> **TO DO**:
Could you filter the records below down to the lines that include the word "something"?

Stored items:
+ + + + +

PR #491, opened 2022-10-11
Make `default` the default

dhaiducek:
`make` will run the first target it encounters as a default. Since our linting was included first, the first target there was `yaml-lint`, which was failing.

Alternatively, we could remove the argument-less `make` command, but I wasn't sure of the effect of that.


JustinKuli (approved):

ChunxiAlexLuo (approved):
/lgtm

Thanks for fixing this

PR #492, opened 2022-10-11
Revert Hibernation

dhaiducek:
It seems there's something happening to cause the E2E user to be logged out mid-test. Until that can be resolved, we should probably keep the cluster running.


ChunxiAlexLuo (approved):
/lgtm

PR #506, opened 2022-10-18
Increase maximum test time

JustinKuli:
Previously, we were somewhat limited because the tests run in Travis, whichmight assume things are broken and abort the tests if nothing is written to stdout in a while. Now, a one-liner will prevent that, so we can increase the maximum timeout.

Refs:
 - https://github.com/stolostron/backlog/issues/26165

Signed-off-by: Justin Kulikauskas <jkulikau@redhat.com>

PR #507, opened 2022-10-18
Increase the timeout for the compliance operator tests

gparvin:
The timeout should not be limited by the travis timeout of 10 minutes. Increasing the timeout for scan completions.

Refs:
 - https://github.com/stolostron/backlog/issues/26164

### DIFF
--- a/test/integration/policy_comp_operator_test.go
+++ b/test/integration/policy_comp_operator_test.go
@@ -19,6 +19,8 @@ import (
 	"github.com/stolostron/governance-policy-framework/test/common"
 )
 
+const ComplianceScanTimeoutSeconds = 900
+
 func isOCP46andAbove() bool {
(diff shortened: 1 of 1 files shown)


test/integration/policy_comp_operator_test.go
```diff
@@ -19,6 +19,8 @@ import (
 	"github.com/stolostron/governance-policy-framework/test/common"
 )
 
+const ComplianceScanTimeoutSeconds = 900
```
JustinKuli, line 22: Great minds think alike? I just opened https://github.com/stolostron/governance-policy-framework/pull/506 to increase the "max" timeout to 15 minutes. I'm fine if we want to keep the timeout for this test separate, although I think it is the main use of the "max" timeout...

gparvin:
This is resolved by the change Justin mentioned.

PR #509, opened 2022-10-19
Add CRD sync checking to the periodic CI script

dhaiducek:
We have CRDs synced to `multiclusterhub-operator` and an action running already that checks the `governance-policy-addon-controller`. This adds a check to make sure both of those are up-to-date/passing.

Note that this check will currently be failing until this PR is merged:
- https://github.com/stolostron/multiclusterhub-operator/pull/885

### DIFF
--- a/build/periodic.sh
+++ b/build/periodic.sh
@@ -111,6 +111,62 @@ checkProwJob() {
 	return $rcode
 }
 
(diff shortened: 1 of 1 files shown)


mprahl (approved):
/hold for blocking PR to merge

PR #514, opened 2022-10-27
Delete the Kyverno webhooks before the deployment 

mprahl:
This avoids a race condition where the webhooks are still present but Kyverno is down and blocks API actions. This also fixes a typo in one of the Kyverno webhook deletion commands.


dhaiducek (approved):

dhaiducek (dismissed):

mprahl:
@dhaiducek I added an additional commit to try to further address the flakiness.

ChunxiAlexLuo (approved):
/lgtm

dhaiducek:
That's quite a few deletions to be running through an `Eventually` process. What's the flakiness being addressed, and why would redoing deletions be the solution?

PR #516, opened 2022-10-28
Add missing assertions on Eventually calls

mprahl:
Gomega seems to ignore the Eventually calls if there is no assertion on them.


JustinKuli (approved):
My bad on some of these, thanks for catching it!

dhaiducek (approved):
Good to know! That's definitely how it's documented too: https://onsi.github.io/gomega/#eventually
I should more thoroughly read those docs...eventually 😉

PR #528, opened 2022-11-22
Use an older API version of ManagedClusterSet

mprahl:
This ensures more compatibility across ACM versions.

Relates:
https://github.com/stolostron/backlog/issues/26834

PR #529, opened 2022-11-22
Clean up any stale identities

dhaiducek:
The expectation is that identities would have the pattern `<username>:<username>` because we expect the username to match the IDP. But in case there was a stale IDP, and it's somehow used we want to make sure to clean it up also.


mprahl (approved):

mprahl:
This will depend on #528.

mprahl (approved):

PR #533, opened 2022-12-20
Test that the required default metrics are present

mprahl:
Note that the spec-sync metrics are skipped due to it not being available on a self-managed Hub. The presence of the other sync metrics indicate that the metrics are exported from governance-policy-framework addon properly. Other metrics that require error conditions to show up are also skipped.

Relates:
https://issues.redhat.com/browse/ACM-2452

### DIFF
--- a/test/integration/verify_metrics_test.go
+++ b/test/integration/verify_metrics_test.go
@@ -1,0 +1,152 @@
+// Copyright Contributors to the Open Cluster Management project
+
+package integration
+
+import (
+	"context"
+	"crypto/tls"
+	"encoding/base64"
+	"encoding/json"
+	"io"
+	"net/http"
+	"time"
+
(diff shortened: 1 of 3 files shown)


JustinKuli (approved):

mprahl:
@JustinKuli and @dhaiducek this was updated to use a service account token instead.

dhaiducek:
> @JustinKuli and @dhaiducek this was updated to use a service account token instead.

Sounds good. Once the global sub-admin user is established, we should probably consider changing this flow to use that token instead.

dhaiducek (approved):
LGTM!

The SA/Secret generation could be swapped with the Prometheus URL gathering if the Secret takes longer than a moment so that other tasks are done in the meantime, but I'm not sure doing that really saves all that much time compared to the benefit of having them grouped logically together.

PR #534, opened 2022-12-22
Add an eventually around metrics verification

mprahl:
This is to account for Prometheus scrape times.


dhaiducek (approved):
Thanks for the update, @mprahl!

dhaiducek:
We might have to override to get this in (unless the original code passes in some cases) since the latest snapshot isn't in Quay and the BVT is failing so there won't be a newer snapshot...
https://coreos.slack.com/archives/CVAB9H3DE/p1672793819668599

PR #535, opened 2023-01-05
Fix E2E test for new enum requirement

dhaiducek:
ref: https://issues.redhat.com/browse/ACM-2148


mprahl (approved):

JustinKuli (approved):
Yeah, I think I was just hoping to prevent this dependency from accidentally being satisfied. But this seems fine

PR #536, opened 2023-01-09
Add check for v4.12+ managed cluster for PSP test

dhaiducek:
This skips the PSP test when run against an OCP v4.12 cluster since the PSP is removed in OCP v4.12 and above.

ref: https://issues.redhat.com/browse/ACM-2679


test/common/common.go
```diff
@@ -212,3 +216,31 @@ func OutputDebugInfo(testName string, kubeconfig string, additionalResources ...
...
+
+// IsMinimumVersion detects OCP versions given an x.y version lower bound
+func IsMinimumVersion(minVersion string) bool {
+	clusterVersion, err := ClientManagedDynamic.Resource(GvrClusterVersion).Get(
+		context.TODO(),
+		"version",
+		metav1.GetOptions{},
+	)
+
+	if err != nil && k8serrors.IsNotFound(err) {
```
mprahl, line 228: What if the error is something else than not found?

test/common/common.go
```diff
@@ -212,3 +216,31 @@ func OutputDebugInfo(testName string, kubeconfig string, additionalResources ...
...
+		// no version CR, not ocp
+		klog.V(5).Infof("This is not an OCP cluster")
+
+		return false
+	}
+
+	desired := clusterVersion.Object["status"].(map[string]interface{})["desired"]
+	version, _ := desired.(map[string]interface{})["version"].(string)
```
mprahl, line 236: Could you use `unstructured.NestedString` instead?

test/common/common.go
```diff
@@ -212,3 +216,31 @@ func OutputDebugInfo(testName string, kubeconfig string, additionalResources ...
...
+
+	klog.V(5).Infof(fmt.Sprintf("OCP Version " + version))
+
+	// Convert to valid semantic versions by adding the "v" prefix
+	minSemVer := fmt.Sprintf("v%s", minVersion)
+	ocpSemVer := semver.MajorMinor(fmt.Sprintf("v%s", version))
+
+	// Compare returns: 0 if ver1 == ver2, -1 if ver1 < ver2, or +1 if ver1 > ver2
+	return semver.Compare(ocpSemVer, minSemVer) != -1
```
JustinKuli, line 245: Nit: it might be more usual to write this as `>=0`. In other places I've seen with similar `Compare` functions, the value isn't always restricted to `[-1, 0, 1]`. But it's also possible that `!= -1` is preferred by this library, so in that case just let me know!

test/common/common.go
```diff
@@ -212,3 +216,31 @@ func OutputDebugInfo(testName string, kubeconfig string, additionalResources ...
 		_, _ = utils.KubectlWithOutput("get", resource, "--all-namespaces", "-o", "yaml", "--kubeconfig="+kubeconfig)
 	}
 }
+
+// IsMinimumVersion detects OCP versions given an x.y version lower bound
+func IsMinimumVersion(minVersion string) bool {
```
JustinKuli, line 221: Nit: `IsAtLeastVersion` or `IsVersionOrAbove` might be more descriptive - at first glance I might guess this function only checked for a specific version.

test/common/common.go
dhaiducek: In case the library changes, that does sound more resilient. I'll make the update!

test/common/common.go
```diff
@@ -212,3 +217,33 @@ func OutputDebugInfo(testName string, kubeconfig string, additionalResources ...
...
+		context.TODO(),
+		"version",
+		metav1.GetOptions{},
+	)
+	if err != nil {
+		if k8serrors.IsNotFound(err) {
+			// no version CR, not ocp
+			klog.V(5).Infof("This is not an OCP cluster")
+		} else {
+			klog.V(5).Infof("Encountered an error fetching the OCP version: %v", err)
```
mprahl, line 233:
```suggestion
			klog.Infof("Encountered an error fetching the OCP version: %v", err)
```

test/common/common.go
```diff
@@ -212,3 +217,33 @@ func OutputDebugInfo(testName string, kubeconfig string, additionalResources ...
...
+		}
+
+		return false
+	}
+
+	version, _, _ := unstructured.NestedString(clusterVersion.Object, "status", "desired", "version")
+
+	klog.V(5).Infof(fmt.Sprintf("OCP Version " + version))
```
mprahl, line 241:
```suggestion
	klog.V(5).Info("OCP Version " + version)
```

test/common/common.go
```diff
@@ -212,3 +217,33 @@ func OutputDebugInfo(testName string, kubeconfig string, additionalResources ...
...
+func IsAtLeastVersion(minVersion string) bool {
+	clusterVersion, err := ClientManagedDynamic.Resource(GvrClusterVersion).Get(
+		context.TODO(),
+		"version",
+		metav1.GetOptions{},
+	)
+	if err != nil {
+		if k8serrors.IsNotFound(err) {
+			// no version CR, not ocp
+			klog.V(5).Infof("This is not an OCP cluster")
```
mprahl, line 231:
```suggestion
			klog.V(5).Info("This is not an OCP cluster")
```

JustinKuli (approved):
/retest
/lgtm

dhaiducek:
For reference, the ClusterPool has been suffering from a lack of resources in AWS in a particular sub-region. I'll dig into it a bit more if this one doesn't provision.

dhaiducek:
I think Hive might default to `us-east-1c`. I'll see if there's an option to unset it or set it to something else.
```
time="2023-01-11T16:57:09Z"
level=error
msg="Error: Error launching source instance: InsufficientInstanceCapacity: We currently do not have sufficient m6a.2xlarge capacity in the Availability Zone you requested (us-east-1c). Our system will be working on provisioning additional capacity. You can currently get m6a.2xlarge capacity by not specifying an Availability Zone in your request or choosing us-east-1a, us-east-1b, us-east-1d, us-east-1f."
time="2023-01-11T16:57:09Z" level=error msg="\tstatus code: 500, request id: 698f9542-c0bf-4313-bb9d-4be62ee834cb"
```

dhaiducek:
/retest

I had set the install config to use `us-east-1c`, so hopefully setting it to `us-east-1f` will resolve it. (I forgot that setting the zone would allow a single NAT gateway by preventing AWS from deploying to multiple zones, which would require multiple NAT gateways and additional cost.)

PR #842, opened 2026-04-21
feat: LiveView testing utilities (v0.5.1 P2)

johnrtipton:
## Summary

Ships the v0.5.1 P2 "LiveView testing utilities" roadmap item. Seven new methods on `LiveViewTestClient` for Phoenix LiveViewTest parity.

## Methods

| Method | Reads from | Purpose |
|---|---|---|
| `assert_push_event(event_name, params=None)` | `view_instance._pending_push_events` | Verify a handler queued a push event (payload subset-match) |
| `assert_patch(path, params=None)` | `view_instance._pending_navigation` | Verify `live_patch` was queued |
| `assert_redirect(path, params=None)` | Same | Verify `live_redirect` was queued |
| `render_async()` | `view_instance._async_tasks` | Drain pending `start_async` / `assign_async` tasks synchronously |
| `follow_redirect()` | Last redirect in `_pending_navigation` | Mount the destination view and return a new `LiveViewTestClient` |
| `assert_stream_insert(stream_name, item=None)` | `_stream_operations` + `_streams` | Verify a stream insert landed |
| `trigger_info(message)` | Calls `view_instance.handle_info(message)` | Synthetic pubsub delivery for testing |

## Tests

**21 new test cases** in `python/djust/tests/test_testing_utilities.py`:
- 4 × `assert_push_event` (name match, payload subset, wrong name, payload mismatch)
- 3 × `assert_patch` (path, params subset, wrong-type-queued)
- 2 × `assert_redirect` (path match, wrong path)
- 3 × `render_async` (no-op, pending callback, drain-not-recursive)
- 3 × `assert_stream_insert` (by name, dict subset, wrong stream)
- 4 × `trigger_info` (invokes handler, records duration, no-op default, exception capture)
- 1 × `_require_mounted` parametrized over all 7 methods
- 1 × integration combining push_event + patch + stream_insert

## User-facing guide

`docs/website/guides/testing.md` covers every method with copy-pasteable examples. Linked from both `_config.yaml` and `index.md`.

## Stage 7 review fixes applied

The Stage 7 subagent review caught several blocking misses from my initial implementation — all addressed before this PR opens:

- CHANGELOG.md Unreleased entry added
- `docs/website/_config.yaml` + `index.md` nav entries added
- ROADMAP.md strikethroughs at priority matrix (line 22), milestone detail (line 707), feature list (line 1042)
- `follow_redirect` now validates the resolved class IS a `LiveView` subclass (docstring previously promised this; implementation didn't)
[...]

PR #845, opened 2026-04-21
feat(js): dj-dialog — native &lt;dialog&gt; modal integration (v0.5.1 P2)

johnrtipton:
## Summary

Ships `dj-dialog` — declarative opt-in for the HTML `<dialog>` element's built-in modal behavior. v0.5.1 P2 item.

### Usage

```html
<dialog id="settings" dj-dialog="open">
  <h2>Settings</h2>
  <button dj-click="close_settings">Close</button>
</dialog>
```

- `dj-dialog="open"` → `showModal()` (backdrop, focus-trap, Escape — all browser-native)
- `dj-dialog="close"` → `close()`

### Implementation

- Document-level `MutationObserver` watches for `dj-dialog` attribute changes AND `childList` mutations (VDOM morph inserting a new dialog works automatically).
- Single observer, not per-element listeners — re-registration-free.
- Idempotent: re-asserting the current state is a no-op.
- Gracefully ignores non-`<dialog>` elements carrying the attribute.
- Falls back to `setAttribute('open', '')` if `showModal()` throws (some browsers' inconsistent modal state).

### Tests

**8 JSDOM cases** in `tests/js/dj_dialog.test.js`:
- Opens on load with `dj-dialog="open"`
- Stays closed with `dj-dialog="close"`
- Flips open when attribute changes close → open
- Flips close when attribute changes open → close
- Syncs dialogs injected after initial load (VDOM morph)
- Ignores `<div dj-dialog="open">` (non-dialog element)
- Idempotent: re-asserting "open" doesn't re-call `showModal`
- Exposes `_syncDialogState` on `window.djust.djDialog` for test harnesses

### Metrics

- `client.js`: 36 → 37 source modules (+~80 LOC)
- No new Python-side code — browser handles focus trap / backdrop / Escape natively

### Test plan

- [x] 8 new JSDOM tests pass
- [x] Pre-commit hooks all pass
- [ ] CI should go green first try (post-#841 + #842 clean baseline)

### DIFF
--- a/CHANGELOG.md
+++ b/CHANGELOG.md
@@ -10,8 +10,9 @@ and this project adheres to [Semantic Versioning](https://semver.org/spec/v2.0.0
 ### Added
 
 - **LiveView testing utilities (v0.5.1 P2)** — Seven new methods on `LiveViewTestClient` for Phoenix LiveViewTest parity: `assert_push_event(event_name, params=None)` verifies a handler queued a client-bound push event (payload match is subset-based so tests stay resilient to later payload additions); `assert_patch(path=None, params=None)` / `assert_redirect(path=None, params=None)` assert `live_patch` / `live_redirect` calls; `render_async()` drains pending `start_async` / `assign_async` tasks synchronously so subsequent assertions see their results; `follow_redirect()` resolves the queued redirect via Django's URL router and returns a new test client mounted on the destination view; `assert_stream_insert(stream_name, item=None)` verifies stream operations (item subset-match for dicts); `trigger_info(message)` synthetically delivers a `handle_info` message so pubsub / pg_notify handlers can be tested without real backend wiring. Full user-facing guide at `docs/website/guides/testing.md`. 21 new test cases. (`python/djust/testing.py`)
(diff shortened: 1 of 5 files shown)


johnrtipton (commented):

Small, well-tested, plan-aligned. `npm test -- tests/js/dj_dialog.test.js` → 8/8 pass. Downstream-app leak scan clean (exit=1 on both commits and diff). CHANGELOG + ROADMAP updates landed correctly (and this PR also unwinds the "LiveView testing utilities" row that had been prematurely marked shipped in a prior PR — good catch).

### Concerns addressed

1. **MutationObserver scope** — `attributeFilter: ['dj-dialog']` keeps the attribute-change path effectively free. The `childList: true` + `subtree: true` path IS the first document-wide subtree observer in the codebase (grep confirmed — every other module uses event delegation or hooks into existing patch lifecycle). In practice the per-mutation cost is a single `instanceof HTMLDialogElement` check + `querySelectorAll('dialog[dj-dialog]')` on the added subtree (not whole document) — negligible. Worth flagging for future: if/when a `djust:patched` lifecycle event lands, this module should migrate to drop `childList: true, subtree: true`.

2. **`setAttribute('open', '')` fallback** — not semantically modal (no backdrop, no focus trap, no top-layer) but satisfies the stated "at least visible" intent. `showModal()` throws mostly when the dialog is already open, which the `!el.open` guard prevents — so this path is truly exceptional. Acceptable. Nice-to-have: wrap the silent catch with `if (globalThis.djustDebug) console.warn(...)`.

3. **`<dialog open dj-dialog="open">` upgrade** — current code skips `showModal()` because `el.open` is already true, so the dialog renders as non-modal. Contradictory authoring pattern in practice (`open` attribute is specifically the non-modal form); suggest documenting "let `dj-dialog` own the state, don't mix with `open` attribute" as a follow-up.

4. **Observer cleanup** — never disconnected. Correct for a document-lifetime framework module; consistent with every other singleton listener in `static/djust/src/`.

5. **Security** — no concerns. Modal is user-visible, focus-trap is browser-native, Escape always works. No `innerHTML`, no CSP issues.

### Minor non-blocking suggestions

- Debug-guard the `catch (_e)` silent swallow with a `globalThis.djustDebug` warn.
- Debug-guard a warning when a non-`<dialog>` element carries `dj-dialog` so authors catch typos early.

**Verdict: APPROVE — ship it.**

+ + + + +

> **EXERCISE SOLUTION**:
It seems there's something happening to cause the E2E user to be logged out mid-test. Until that can be resolved, we should probably keep the cluster running.
mprahl, line 228: What if the error is something else than not found?
I think Hive might default to `us-east-1c`. I'll see if there's an option to unset it or set it to something else.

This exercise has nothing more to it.